EXERCISE INSTRUCTIONS
Within the entries that follow, show each line where the word "specified" occurs.

Stored data entries:
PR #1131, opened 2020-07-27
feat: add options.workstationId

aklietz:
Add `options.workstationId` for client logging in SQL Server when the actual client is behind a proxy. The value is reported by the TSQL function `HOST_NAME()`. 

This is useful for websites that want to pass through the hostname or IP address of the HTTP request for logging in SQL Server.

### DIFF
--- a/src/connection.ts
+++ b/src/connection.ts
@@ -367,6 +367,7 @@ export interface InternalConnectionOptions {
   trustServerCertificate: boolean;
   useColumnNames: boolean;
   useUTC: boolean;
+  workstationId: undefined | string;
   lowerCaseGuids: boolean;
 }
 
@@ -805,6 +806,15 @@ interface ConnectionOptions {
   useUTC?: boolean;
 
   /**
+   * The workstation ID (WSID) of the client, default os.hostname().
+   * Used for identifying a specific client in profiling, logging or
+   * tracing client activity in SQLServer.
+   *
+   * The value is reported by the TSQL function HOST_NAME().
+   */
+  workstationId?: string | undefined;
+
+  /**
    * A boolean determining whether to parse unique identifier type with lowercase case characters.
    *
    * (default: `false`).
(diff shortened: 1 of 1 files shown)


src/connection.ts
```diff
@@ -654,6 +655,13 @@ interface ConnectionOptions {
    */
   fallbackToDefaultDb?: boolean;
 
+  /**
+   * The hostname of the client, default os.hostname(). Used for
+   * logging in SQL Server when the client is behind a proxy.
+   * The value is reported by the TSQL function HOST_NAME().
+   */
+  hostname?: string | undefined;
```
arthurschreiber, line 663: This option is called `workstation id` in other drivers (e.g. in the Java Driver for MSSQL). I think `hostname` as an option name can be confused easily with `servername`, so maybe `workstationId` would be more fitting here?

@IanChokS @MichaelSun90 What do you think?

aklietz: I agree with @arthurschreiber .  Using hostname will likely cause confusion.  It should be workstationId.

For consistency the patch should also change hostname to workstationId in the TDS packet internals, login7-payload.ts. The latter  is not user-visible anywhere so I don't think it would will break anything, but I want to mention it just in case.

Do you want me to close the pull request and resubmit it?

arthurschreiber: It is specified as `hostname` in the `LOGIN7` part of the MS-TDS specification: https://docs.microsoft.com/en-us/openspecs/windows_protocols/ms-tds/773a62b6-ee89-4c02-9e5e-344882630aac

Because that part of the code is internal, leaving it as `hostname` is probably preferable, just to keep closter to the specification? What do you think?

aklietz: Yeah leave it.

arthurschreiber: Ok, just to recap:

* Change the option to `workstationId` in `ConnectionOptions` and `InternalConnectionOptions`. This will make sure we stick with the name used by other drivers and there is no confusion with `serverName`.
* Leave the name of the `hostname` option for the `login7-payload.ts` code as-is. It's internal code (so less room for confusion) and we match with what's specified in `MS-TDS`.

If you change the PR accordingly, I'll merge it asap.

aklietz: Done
* * *
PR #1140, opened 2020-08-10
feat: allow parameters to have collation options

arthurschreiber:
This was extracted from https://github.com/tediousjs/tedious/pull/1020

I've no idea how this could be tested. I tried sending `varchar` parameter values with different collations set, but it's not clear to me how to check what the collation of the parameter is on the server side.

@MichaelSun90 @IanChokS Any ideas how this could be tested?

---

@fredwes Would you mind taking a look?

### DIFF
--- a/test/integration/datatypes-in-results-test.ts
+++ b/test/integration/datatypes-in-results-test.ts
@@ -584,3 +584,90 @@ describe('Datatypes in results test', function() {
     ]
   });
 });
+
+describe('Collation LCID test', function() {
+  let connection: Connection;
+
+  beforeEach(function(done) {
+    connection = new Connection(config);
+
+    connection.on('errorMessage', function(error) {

SOLUTION FOR THIS TASK
arthurschreiber: It is specified as `hostname` in the `LOGIN7` part of the MS-TDS specification: https://docs.microsoft.com/en-us/openspecs/windows_protocols/ms-tds/773a62b6-ee89-4c02-9e5e-344882630aac
* Leave the name of the `hostname` option for the `login7-payload.ts` code as-is. It's internal code (so less room for confusion) and we match with what's specified in `MS-TDS`.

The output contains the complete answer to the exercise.